◆ WHAT YOU ARE ASKED TO DO:
Whenever a line of the listing contains the string "rebase", return that line.
(RECORD SET Opens)
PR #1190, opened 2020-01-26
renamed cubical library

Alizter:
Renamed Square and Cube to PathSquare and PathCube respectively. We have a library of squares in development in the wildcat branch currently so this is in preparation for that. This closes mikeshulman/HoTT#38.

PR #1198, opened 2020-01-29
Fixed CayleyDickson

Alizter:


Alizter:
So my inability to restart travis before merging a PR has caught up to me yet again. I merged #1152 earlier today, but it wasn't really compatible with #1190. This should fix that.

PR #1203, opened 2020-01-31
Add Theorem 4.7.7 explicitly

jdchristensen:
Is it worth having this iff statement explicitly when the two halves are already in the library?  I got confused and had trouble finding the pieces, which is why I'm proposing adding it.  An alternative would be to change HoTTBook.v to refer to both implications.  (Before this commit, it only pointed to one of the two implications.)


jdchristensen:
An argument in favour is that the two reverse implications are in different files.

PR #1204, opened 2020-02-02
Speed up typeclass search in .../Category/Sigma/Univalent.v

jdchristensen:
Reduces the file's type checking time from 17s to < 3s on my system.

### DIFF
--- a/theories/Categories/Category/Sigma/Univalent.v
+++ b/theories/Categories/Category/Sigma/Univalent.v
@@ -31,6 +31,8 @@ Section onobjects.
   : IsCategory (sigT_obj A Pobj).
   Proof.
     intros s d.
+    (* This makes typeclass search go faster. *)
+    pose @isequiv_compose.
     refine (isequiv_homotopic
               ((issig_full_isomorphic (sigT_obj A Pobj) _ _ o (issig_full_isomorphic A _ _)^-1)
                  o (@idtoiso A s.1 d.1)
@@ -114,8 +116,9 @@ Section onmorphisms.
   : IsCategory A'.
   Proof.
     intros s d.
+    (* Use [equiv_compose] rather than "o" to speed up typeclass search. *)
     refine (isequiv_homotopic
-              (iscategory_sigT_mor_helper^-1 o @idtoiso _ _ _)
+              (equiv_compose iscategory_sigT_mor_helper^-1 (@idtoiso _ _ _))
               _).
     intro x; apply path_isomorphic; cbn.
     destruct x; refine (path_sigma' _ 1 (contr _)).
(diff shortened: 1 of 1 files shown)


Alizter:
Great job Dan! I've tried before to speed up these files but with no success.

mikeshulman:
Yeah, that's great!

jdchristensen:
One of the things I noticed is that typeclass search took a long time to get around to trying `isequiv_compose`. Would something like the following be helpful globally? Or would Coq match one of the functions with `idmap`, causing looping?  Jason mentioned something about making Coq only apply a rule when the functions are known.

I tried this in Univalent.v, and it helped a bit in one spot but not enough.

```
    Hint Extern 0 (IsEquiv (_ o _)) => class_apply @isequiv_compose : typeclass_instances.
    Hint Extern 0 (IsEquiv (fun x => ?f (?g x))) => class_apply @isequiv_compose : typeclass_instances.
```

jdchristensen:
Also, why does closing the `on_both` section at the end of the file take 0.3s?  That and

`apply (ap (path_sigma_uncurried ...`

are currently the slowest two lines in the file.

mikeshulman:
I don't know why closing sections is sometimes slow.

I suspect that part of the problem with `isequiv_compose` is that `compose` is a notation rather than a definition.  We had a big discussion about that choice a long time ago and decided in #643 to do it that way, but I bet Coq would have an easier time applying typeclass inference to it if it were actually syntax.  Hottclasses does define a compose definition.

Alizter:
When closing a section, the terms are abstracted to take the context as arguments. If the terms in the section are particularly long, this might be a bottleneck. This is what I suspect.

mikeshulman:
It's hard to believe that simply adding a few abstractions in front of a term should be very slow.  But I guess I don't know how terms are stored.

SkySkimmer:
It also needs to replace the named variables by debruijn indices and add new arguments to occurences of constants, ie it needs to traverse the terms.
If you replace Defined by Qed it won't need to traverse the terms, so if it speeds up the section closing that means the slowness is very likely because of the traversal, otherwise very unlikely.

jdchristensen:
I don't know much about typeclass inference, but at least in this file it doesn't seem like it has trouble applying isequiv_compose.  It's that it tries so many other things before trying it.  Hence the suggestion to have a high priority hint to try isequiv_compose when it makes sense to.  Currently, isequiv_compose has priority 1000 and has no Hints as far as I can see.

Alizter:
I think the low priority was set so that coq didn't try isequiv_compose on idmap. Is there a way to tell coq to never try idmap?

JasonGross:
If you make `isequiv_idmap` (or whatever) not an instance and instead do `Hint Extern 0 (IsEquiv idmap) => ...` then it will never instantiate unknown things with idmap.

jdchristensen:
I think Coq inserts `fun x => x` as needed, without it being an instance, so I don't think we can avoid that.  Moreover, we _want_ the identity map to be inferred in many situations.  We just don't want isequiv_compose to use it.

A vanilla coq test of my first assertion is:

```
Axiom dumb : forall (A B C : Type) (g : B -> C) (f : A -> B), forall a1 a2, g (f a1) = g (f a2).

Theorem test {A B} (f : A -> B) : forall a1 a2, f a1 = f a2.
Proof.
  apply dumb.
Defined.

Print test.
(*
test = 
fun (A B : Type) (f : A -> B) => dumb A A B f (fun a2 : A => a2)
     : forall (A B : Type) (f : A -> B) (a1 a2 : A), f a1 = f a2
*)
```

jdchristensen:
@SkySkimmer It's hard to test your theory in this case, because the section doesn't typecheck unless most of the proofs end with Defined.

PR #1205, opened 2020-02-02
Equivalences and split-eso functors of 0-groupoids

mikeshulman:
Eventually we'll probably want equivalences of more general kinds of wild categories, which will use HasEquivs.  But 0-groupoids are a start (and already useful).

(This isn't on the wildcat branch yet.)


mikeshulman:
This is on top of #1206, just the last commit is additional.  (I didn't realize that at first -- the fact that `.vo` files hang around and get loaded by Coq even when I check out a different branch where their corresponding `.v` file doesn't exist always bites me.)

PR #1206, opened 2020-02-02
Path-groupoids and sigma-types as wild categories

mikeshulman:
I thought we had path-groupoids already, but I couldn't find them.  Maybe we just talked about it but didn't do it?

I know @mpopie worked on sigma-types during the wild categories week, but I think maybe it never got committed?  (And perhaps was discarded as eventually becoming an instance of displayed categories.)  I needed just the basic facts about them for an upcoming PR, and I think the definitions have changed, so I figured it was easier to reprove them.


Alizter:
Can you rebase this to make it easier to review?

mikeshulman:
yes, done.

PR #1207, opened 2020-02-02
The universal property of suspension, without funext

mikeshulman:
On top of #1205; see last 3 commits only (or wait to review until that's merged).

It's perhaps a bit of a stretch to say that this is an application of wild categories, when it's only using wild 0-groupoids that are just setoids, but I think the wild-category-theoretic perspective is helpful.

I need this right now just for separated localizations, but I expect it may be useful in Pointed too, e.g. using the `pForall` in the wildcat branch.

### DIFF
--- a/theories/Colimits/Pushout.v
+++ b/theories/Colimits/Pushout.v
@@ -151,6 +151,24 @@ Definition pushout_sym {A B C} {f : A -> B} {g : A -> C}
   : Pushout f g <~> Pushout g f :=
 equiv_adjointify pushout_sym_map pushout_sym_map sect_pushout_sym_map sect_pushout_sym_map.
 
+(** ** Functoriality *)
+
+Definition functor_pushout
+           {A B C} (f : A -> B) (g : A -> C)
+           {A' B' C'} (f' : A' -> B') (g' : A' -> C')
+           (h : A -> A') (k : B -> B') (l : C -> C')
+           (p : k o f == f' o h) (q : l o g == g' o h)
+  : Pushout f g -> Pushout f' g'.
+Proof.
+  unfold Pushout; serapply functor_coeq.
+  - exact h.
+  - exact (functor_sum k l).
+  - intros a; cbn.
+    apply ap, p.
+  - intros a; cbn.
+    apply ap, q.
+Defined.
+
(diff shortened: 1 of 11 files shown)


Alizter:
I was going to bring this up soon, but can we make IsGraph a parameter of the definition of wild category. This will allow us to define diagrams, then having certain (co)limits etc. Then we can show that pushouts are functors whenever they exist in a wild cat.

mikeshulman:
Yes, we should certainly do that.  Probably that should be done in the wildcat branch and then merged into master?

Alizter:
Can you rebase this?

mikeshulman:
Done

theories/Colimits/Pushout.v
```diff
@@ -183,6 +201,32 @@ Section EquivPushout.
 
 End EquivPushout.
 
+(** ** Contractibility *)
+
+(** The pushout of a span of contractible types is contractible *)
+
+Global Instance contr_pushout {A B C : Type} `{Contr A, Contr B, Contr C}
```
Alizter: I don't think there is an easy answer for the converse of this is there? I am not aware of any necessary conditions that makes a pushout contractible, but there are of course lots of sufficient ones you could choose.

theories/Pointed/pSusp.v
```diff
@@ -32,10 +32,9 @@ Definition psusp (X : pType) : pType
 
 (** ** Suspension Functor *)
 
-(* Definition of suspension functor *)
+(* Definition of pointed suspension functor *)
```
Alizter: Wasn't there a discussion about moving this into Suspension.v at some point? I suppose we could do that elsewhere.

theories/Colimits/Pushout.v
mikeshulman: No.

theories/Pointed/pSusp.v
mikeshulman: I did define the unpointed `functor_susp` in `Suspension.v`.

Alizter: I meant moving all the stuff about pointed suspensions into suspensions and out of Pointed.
(RECORD SET Closes)
◆ OUTPUT OF THE EXERCISE:
Can you rebase this to make it easier to review?
Can you rebase this?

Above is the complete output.